## Data extract
———

PR #954, opened 2019-02-15
Add note to the java doc

MatkovIvan:
* [ ] Did you add unit tests?

## Description

Javadoc improvement

## Related PRs or issues

https://github.com/MicrosoftDocs/appcenter-docs/issues/463/

### DIFF
--- a/sdk/appcenter-analytics/src/main/java/com/microsoft/appcenter/analytics/Analytics.java
+++ b/sdk/appcenter-analytics/src/main/java/com/microsoft/appcenter/analytics/Analytics.java
@@ -168,6 +168,8 @@ public class Analytics extends AbstractAppCenterService {
 
     /**
      * Enable or disable Analytics service.
+     * <p>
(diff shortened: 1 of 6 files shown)


MatkovIvan:
> device 'emulator(AVD)' for 'appcenter:': Unknown API Level

:flushed:

sdk/appcenter-analytics/src/main/java/com/microsoft/appcenter/analytics/Analytics.java
```diff
@@ -168,6 +168,8 @@ static synchronized void unsetInstance() {
 
     /**
      * Enable or disable Analytics service.
+     * <p>
+     * The state is stored on disk, so it won't change in following app launches.
```
guperrot: Disk is probably not the best term for phone storage.

The state is persisted if the application process restarts or something like that should do the trick without to mention disk.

———

## Exercise details
Your job is to give the listing again exactly as it was written.

## Answer for the task
PR #954, opened 2019-02-15
Add note to the java doc

MatkovIvan:
* [ ] Did you add unit tests?

## Description

Javadoc improvement

## Related PRs or issues

https://github.com/MicrosoftDocs/appcenter-docs/issues/463/

### DIFF
--- a/sdk/appcenter-analytics/src/main/java/com/microsoft/appcenter/analytics/Analytics.java
+++ b/sdk/appcenter-analytics/src/main/java/com/microsoft/appcenter/analytics/Analytics.java
@@ -168,6 +168,8 @@ public class Analytics extends AbstractAppCenterService {
 
     /**
      * Enable or disable Analytics service.
+     * <p>
(diff shortened: 1 of 6 files shown)


MatkovIvan:
> device 'emulator(AVD)' for 'appcenter:': Unknown API Level

:flushed:

sdk/appcenter-analytics/src/main/java/com/microsoft/appcenter/analytics/Analytics.java
```diff
@@ -168,6 +168,8 @@ static synchronized void unsetInstance() {
 
     /**
      * Enable or disable Analytics service.
+     * <p>
+     * The state is stored on disk, so it won't change in following app launches.
```
guperrot: Disk is probably not the best term for phone storage.

The state is persisted if the application process restarts or something like that should do the trick without to mention disk.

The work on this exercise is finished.